PR #954, opened 2019-05-20
Update link format RD attributes

pokgak:
This PR updates the attributes used by LinkFormat in californium-core to follow the latest version of the Resource Directory draft ([version 20](https://tools.ietf.org/html/draft-ietf-core-resource-directory-20)).

The changes should not affect other part of the californium repository. From what I could find, only examples californium.tools are affected. I also plan to update the resource directory example there to follow the latest draft.

I split this PR into two commits to fix the mix usage of tabs and spaces first. I can squash it into one commit if necessary.

### DIFF
--- a/californium-core/src/main/java/org/eclipse/californium/core/coap/LinkFormat.java
+++ b/californium-core/src/main/java/org/eclipse/californium/core/coap/LinkFormat.java
@@ -39,13 +39,13 @@ public class LinkFormat {
 	public static final String LINK                  = "href";
 
 	// for Resource Directory
-	public static final String HOST		     		 = "h";
-	public static final String LIFE_TIME     		 = "lt";
-	public static final String INSTANCE		   		 = "ins";
-	public static final String DOMAIN	     		 = "d";
-	public static final String CONTEXT		   		 = "con";
-	public static final String END_POINT     		 = "ep";
-	public static final String END_POINT_TYPE		 = "et";
+	public static final String LIFE_TIME             = "lt";
+	public static final String SECTOR                = "d";
+	public static final String CONTEXT               = "anchor";
+	public static final String BASE                  = "base";
+	public static final String RELATION              = "rel";
+	public static final String END_POINT             = "ep";
+	public static final String END_POINT_TYPE        = "et";
 
 	// for parsing
 	public static final Pattern DELIMITER      = Pattern.compile("\\s*,+\\s*");


boaks:
Thanks for your contribution, and in advance for updating cf-rd in californium.tools.

@sbernard31 
Though I lost the track of the LWM2M 1.0 TS, does this change affect it?
If not, I would go to merge it.

californium-core/src/main/java/org/eclipse/californium/core/coap/LinkFormat.java
```diff
@@ -39,13 +39,12 @@
 	public static final String LINK                  = "href";
 
 	// for Resource Directory
-	public static final String HOST		     		 = "h";
```
sbernard31: I don't know if this is an issue but the comment is called `Fix tab and space mixup` and the constant `HOST` was removed.

sbernard31:
> Though I lost the track of the LWM2M 1.0 TS, does this change affect it?

In Leshan we don't use this class and to be honest I'm not so aware about this Resource Directory draft. Those new attributes (the old and new ones) doesn't talk to me. I didn't remember to see any of them in LWM2M 1.0 TS.

californium-core/src/main/java/org/eclipse/californium/core/coap/LinkFormat.java
pokgak: Yeah I missed that. `HOST` is supposed to be removed in the other commit. I pushed a fix already. If its okay, I'll squash the commits to 2 commits again.

pokgak:
As far as I know the attributes is used only in Resource Directory, so it should not affect LWM2M.

boaks:
> In Leshan we don't use this class 

OK, then go for it.

@pokgak 

Please squash your commits to a single one and ensure, that this commit is signed as your first two commits has been. Forced push that commit to your branch. Thanks in advance.

pokgak:
Squashed.

boaks:
Thanks!

And I would really enjoy it, if you could spend your time also in the californium.tools cf-rd!

pokgak:
Thanks to you too.

> And I would really enjoy it, if you could spend your time also in the californium.tools cf-rd!

That is already on my todo list. I plan to use cf-rd for my next project :)

boaks:
@pokgak 

I renamed the references to `LinkFormat.DOMAIN` into `SECTOR` in cf-rd.
Please update "californium.tools" before you apply additional changes.

pokgak:
@boaks noted.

+-------+

** What you should do **
Find every line of the data that includes the string "latest". Copy each of those lines.

** Result for this task **
This PR updates the attributes used by LinkFormat in californium-core to follow the latest version of the Resource Directory draft ([version 20](https://tools.ietf.org/html/draft-ietf-core-resource-directory-20)).
The changes should not affect other part of the californium repository. From what I could find, only examples californium.tools are affected. I also plan to update the resource directory example there to follow the latest draft.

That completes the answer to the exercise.